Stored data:
PR #223, opened 2023-10-31
ci: catch ram overflow build failures

sam-golioth:
Twister treats overflows in the RAM during builds as "skipped" tests instead of errors by default. Enabling the `--overflow-as-errors` option ensures we can catch overflows in CI.

Fixes golioth/firmware-issue-tracker#296

### DIFF
--- a/.github/workflows/twister-build.yml
+++ b/.github/workflows/twister-build.yml
@@ -49,6 +49,7 @@ jobs:
     - name: Run twister
       run: >
         zephyr/scripts/twister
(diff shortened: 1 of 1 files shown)


sam-golioth:
The build test failure is expected (it was already failing - this PR fixes twister so we actually detect it).

The HIL test failure is due to environment contamination on the runner and is expected for now - it's unrelated to these changes.

mniestroj (approved):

** What the exercise asks **
The answer should hold exactly the lines running from the one with "- name: Run twister" to the final line of the data, both ends counted.

** Output for this exercise **
     - name: Run twister
       run: >
         zephyr/scripts/twister
(diff shortened: 1 of 1 files shown)


sam-golioth:
The build test failure is expected (it was already failing - this PR fixes twister so we actually detect it).

The HIL test failure is due to environment contamination on the runner and is expected for now - it's unrelated to these changes.

mniestroj (approved):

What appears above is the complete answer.